As she continued to recover her strength, her sisters would plait her long hair and fuss over her. During a trip into town, a widower caught sight of her. He had children who were already older than Sadie. He asked her father if he could call on her, as he needed a wife.
Sadie told her father, “I don’t want that old man”. But her father said, “You’re sick, he’s a widower and he’ll take care of you!”

Sadie thought long and hard about her father’s words. She was now in her thirties and recognized that she did need to marry somebody who would take care of her and her two children. Two weeks later, she agreed to see Frank. He then began to court her twice a week until they married. Her daughter Kat lived with them, while LillyMae continued to stay with her grandparents.

In her first one hundred years of life, Sadie Wilton had never worn slacks or pants of any type. When Gerry, her step-granddaughter, prepared to bring Grandma Sadie home to Detroit to live with her, Sadie wore pants to be warm on the airplane. Now, at one hundred and one years old, Sadie has decided to continue to enjoy the comfort and warmth pants give her.

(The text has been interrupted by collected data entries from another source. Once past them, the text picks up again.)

PR #15421, opened 2019-10-01
[action] remove nightly from update_fastlane

joshdholtz:
### Motivation and Context
Remove nightly builds because the bot that uploaded them was not able to have 2FA enabled which made the bot susceptible for take over 😱

### Description
- Deprecated option for `nightly`
- Also removed deprecated `tools` action as super no longer relevant

### DIFF
--- a/fastlane/lib/fastlane/actions/update_fastlane.rb
+++ b/fastlane/lib/fastlane/actions/update_fastlane.rb
@@ -10,18 +10,10 @@ module Fastlane
       def self.run(options)
         return if options[:no_update] # this is used to update itself
 
-        tools_to_update = options[:tools].split(',') unless options[:tools].nil?
-        tools_to_update ||= all_installed_tools
-
-        if tools_to_update.count == 0
-          UI.error("No tools specified or couldn't find any installed fastlane.tools")
-          return
-        end
-
+        tools_to_update = ALL_TOOLS
         UI.message("Looking for updates for #{tools_to_update.join(', ')}...")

When asked if her husbands, father or brothers fought in World War I she got a playful look on her face. She said, “Only my cousin Eugene was in that War and he was glad to do it.” She confided, “He must have done something nasty, because he was on the chain gang and his only way out was to serve in the army!”

As we mused over the fact that Sadie was raised with outdoor plumbing, and read by oil lamps, we asked how she thought it was that she had outlived all but one younger sibling, buried two husbands, all of her children and two of her grandchildren? We learned the following: she has never smoked, never drank, and lives her life with a strong religious conviction and faith in “Jehovah.” Concerning her children she said, “If they’d listened to me, they’d be here today. Momma knows best!”

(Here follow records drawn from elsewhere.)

PR #15471, opened 2019-10-11
Make Minimum Ruby Version 2.4

getaaron:
### Checklist

### Motivation and Context

Currently we support Ruby 2.0+. But Ruby 2.3 and earlier is end-of-life with no security updates. Nobody should be using it for anything as it's now considered insecure.

Additionally we recently added the `signet` Rubygem as a _fastlane_ dependency, which requires Ruby version >= 2.4.0.

We should probably make a major version bump for this (although we probably should've when adding signet).

### Description
- Update `.gemspec` file with 2.4 minimum
- Update Travis and CircleCI with 2.4 minimum
- Delete comment that applied to Ruby <2.2
- Misc. other stuff

### Testing Steps
- rspec and rubocop both pass


getaaron:
@fastlane/team could use some help resolving the `Execute tests on Ubuntu` failure, not sure where that Docker `Gemfile` issue is coming from

milch:
FYI this is already creating problems in other places where a major version bump was not done when upgrading to 2.4: https://github.com/googleapis/google-api-ruby-client/issues/833

I would **strongly** recommend not to merge this without also doing a major version bump.

endocrimes:
@milch If dependencies we didn't pin aggressively enough are already causing issues, then I don't think there's much harm in doing this, because the requirement is already there transitively, and this would leave a more productive error message for most users (who should already be running >=2.4 on most supported configurations of fastlane).

That being said, CircleCI config changes lgtm, but we'll also need to build a new CI image with the new ruby version and bump that.

endocrimes:
@getaaron I can honestly say, I don't remember - @janpio might tho

fastlane.gemspec
```diff
@@ -45,7 +45,7 @@ Gem::Specification.new do |spec|
     "docs_url" => "https://docs.fastlane.tools"
   }
 
-  spec.required_ruby_version = '>= 2.0.0'
+  spec.required_ruby_version = '>= 2.4.0'
```
joshdholtz: IMO, we can't do this without a major version bump. This could potentially break a lot of setups where Ruby 2.4 isn't installed by default and a bunch of CIs. If/when we are going to do this, we should really add a warning for a while first saying that this is going to happen.

joshdholtz (commented):
I would personally be fine with a 2.4 requirement bump but this is a breaking change for users that can't be done without a major _fastlane_ version bump and/or a warning

joshdholtz:
@getaaron Also, the docker file that is used is here - https://github.com/fastlane/docker 😊 This is used by both https://github.com/fastlane/fastlane and https://github.com/fastlane/docs

janpio:
> Additionally we recently added the `signet` Rubygem as a _fastlane_ dependency, which requires Ruby version >= 2.4.0.

Where and how did that happen? I couldn't find `signet` in the codebase.

> We should probably make a major version bump for this (although we probably should've when adding signet).

Wouldn't it be possible to pin `signet` to an earlier version that still works with Ruby 2.3?

joshdholtz:
@janpio @getaaron I have a fix for this that doesn't require the Ruby version bump here - https://github.com/fastlane/fastlane/pull/15483

milch:
> Wouldn't it be possible to pin signet to an earlier version that still works with Ruby 2.3?

+1 to that. Note that signet is consumed transitively through `google-api-client`.

According to the response in googleapis/google-api-ruby-client#833 they will stay on a 0 major version with breaking changes between minor versions. I’d say it would almost make sense to pin to specific versions in that case, otherwise you’ll run into implicit version dependencies where some versions of fastlane only work with some other versions of the google api client in a relationship that is not expressed in the gemspec.

> If dependencies we didn't pin aggressively enough are already causing issues, then I don't think there's much harm in doing this, because the requirement is already there transitively, and this would leave a more productive error message for most users

I disagree, there’s still room to fix. As time goes on you’ll have more and more people updating their dependencies, and this will cause issues for them. One way to fix would be by releasing another version pinning an earlier version of the api client, then doing a major version bump with the new ruby requirement.

>  (who should already be running >=2.4 on most supported configurations of fastlane).

I’m not so sure about that, 2.3 is still the default on Mojave. With Catalina people will probably install the latest, but not everyone upgrades to Catalina immediately

fastlane.gemspec
getaaron: I agree with this being a major version bump @joshdholtz. Although I’m not sure we need an advance warning, since nobody is forcing them to upgrade and the `update_fastlane` action will ignore major version bumps.

getaaron:
Closing in favor of https://github.com/fastlane/fastlane/pull/15483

Now, at one hundred and one years of age, Sadie’s Bible-tapes give her pleasure, as does shopping, having Sunday dinner out in a restaurant, attending and participating in religious meetings, being visited by her family, and giving advice.

We can only guess how the advent of electricity, automobiles, telephones, airplanes, indoor plumbing, refrigeration, tin foil, saran wrap, disposable diapers, computers, cell phones, ball point pens, and the rest of today’s conveniences have impacted on her life, for she is of an era that did not have these luxuries we so take for granted.